- PROMPT -
Please copy each line below that contains the string "extraAttrs".
╭─ DATA EXTRACT
PR #4737, opened 2026-09-16
feat: Add OAuth 2.0 support to mongodbatlas_metric_integration resource

marcabreracast:
## Description

Adds OAuth 2.0 support to the `mongodbatlas_metric_integration` resource and its data sources, alongside the existing header-based authentication. With `auth_type = "OAUTH2"`, the integration authenticates to an OTel destination through an OAuth 2.0 token endpoint, using either a shared client secret (`client_auth_method = "CLIENT_SECRET"`) or an Atlas-managed signing key (`client_auth_method = "PRIVATE_KEY_JWT"`).

Adds an `oauth` block with:
- `client_auth_method`, `token_endpoint`, `client_id`
- `scopes`, `token_request_params` (optional)
- `client_secret` (write-only, `CLIENT_SECRET` only)
- `signing_key_info` (read-only, `PRIVATE_KEY_JWT` only): `kid`, `algorithm`, `jwks_uri`, `created_at`

The `client_secret` is write-only and never returned by the API. For `PRIVATE_KEY_JWT`, Atlas generates and manages the signing key server-side.

Link to any related issue(s): CLOUDP-412204

## Type of change:

## Required Checklist:

## Further comments

Validated locally against cloud-dev on a project with the OAuth feature flag enabled:

```
--- PASS: TestAccMetricIntegration_oauthClientSecret (10.45s)
--- PASS: TestAccMetricIntegration_oauthPrivateKeyJWT (8.08s)
--- PASS: TestAccMetricIntegration_oauthPrivateKeyJWTRejectsClientSecret (0.95s)
--- PASS: TestAccMetricIntegration_oauthToHeader (7.98s)
PASS
ok  github.com/mongodb/terraform-provider-mongodbatlas/internal/serviceapi/metricintegration
```

The OAuth acceptance tests are temporarily skipped in CI because the OAuth metric integration fields are still behind a feature flag and not available on the CI test project. They run locally against a cloud-dev project with the flag enabled and will be un-gated once the fields are available in prod.

Examples for the new `oauth` block are deferred to CLOUDP-445734 and will be added there.

The OpenAPI spec changes in this PR are committed from the `dev` branch of `mongodb/openapi`, since the OAuth metric integration fields are only available there and not yet in the prod spec. This will be re-synced to prod once the fields are deployed.


marcabreracast:
Test failures are unrelated to this implementation. Note that currently new added tests are being skipped in CI, see **Further Notes** section of the PR description for further details

docs/resources/metric_integration.md
```diff
@@ -64,13 +64,17 @@ output "metric_integration_ids" {
...
+- `auth_type` (String) Authentication method the integration uses when exporting metrics to the endpoint. `HEADER` authenticates with the static HTTP headers provided in the `headers` field, which must be set when this value is used. `OAUTH2` acquires a bearer token from an OAuth 2.0 token endpoint using the `oauth` field.
 - `endpoint` (String) OpenTelemetry collector endpoint URL. Must use HTTPS.
 - `integration_type` (String) Type of metric integration. Identifies which protocol will be used for the integration. This value cannot be modified after the integration is created.
 - `metric_selection` (Set of String) Array of metric categories to export. Determines which types of metrics are sent to the integration.
 - `project_id` (String) Unique 24-hexadecimal digit string that identifies your project, also known as `groupId` in the official documentation.
 - `provider_type` (String) The provider type for the metric integration. Identifies the third-party service provider.
 
+### Optional
```
AgustinBettati, line 74: q: Any examples worth adjusting to cover OAuth?

internal/serviceapi/metricintegration/resource_test.go
```diff
@@ -204,3 +216,259 @@ func importStateIDFunc(resourceName string) resource.ImportStateIdFunc {
...
+		extraAttrs = append(extraAttrs, "scopes = "+hcl.StringSliceToHCL(scopes))
+	}
+	extraAttrs = append(extraAttrs, tokenRequestParams)
+	return configOauth(projectID, endpoint, tokenEndpoint, clientID, "PRIVATE_KEY_JWT", withDS, oauthExtrasHCL(extraAttrs...))
+}
+
+// TestAccMetricIntegration_oauthClientSecret covers the CLIENT_SECRET OAuth path
+func TestAccMetricIntegration_oauthClientSecret(t *testing.T) {
+	// TODO: remove once the OAuth metric integration fields are available in prod and before merging to master
+	acc.SkipTestForCI(t)
```
AgustinBettati: Not sure why "not available in prod" would limit us running these tests in CI against cloud-dev, can you clarify?

internal/serviceapi/metricintegration/resource_test.go
```diff
@@ -204,3 +216,259 @@ func importStateIDFunc(resourceName string) resource.ImportStateIdFunc {
...
+		resource "mongodbatlas_metric_integration" "test" {
+			project_id              = %[1]q
+			integration_type        = "OTEL"
+			provider_type           = "CUSTOM"
+			auth_type               = "OAUTH2"
+			aggregation_temporality = "DELTA"
+			endpoint                = %[2]q
+			metric_selection        = ["ATLAS_STREAM_PROCESSING"]
+
+			oauth = {
```
AgustinBettati, line 413: Do we have a test checking full removal of oauth attribute? Just want confirm the behaviour, I imagine this will unset the configured value.

internal/serviceapi/metricintegration/resource_test.go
╰─
- WRITTEN ANSWER -
+		extraAttrs = append(extraAttrs, "scopes = "+hcl.StringSliceToHCL(scopes))
+	extraAttrs = append(extraAttrs, tokenRequestParams)
+	return configOauth(projectID, endpoint, tokenEndpoint, clientID, "PRIVATE_KEY_JWT", withDS, oauthExtrasHCL(extraAttrs...))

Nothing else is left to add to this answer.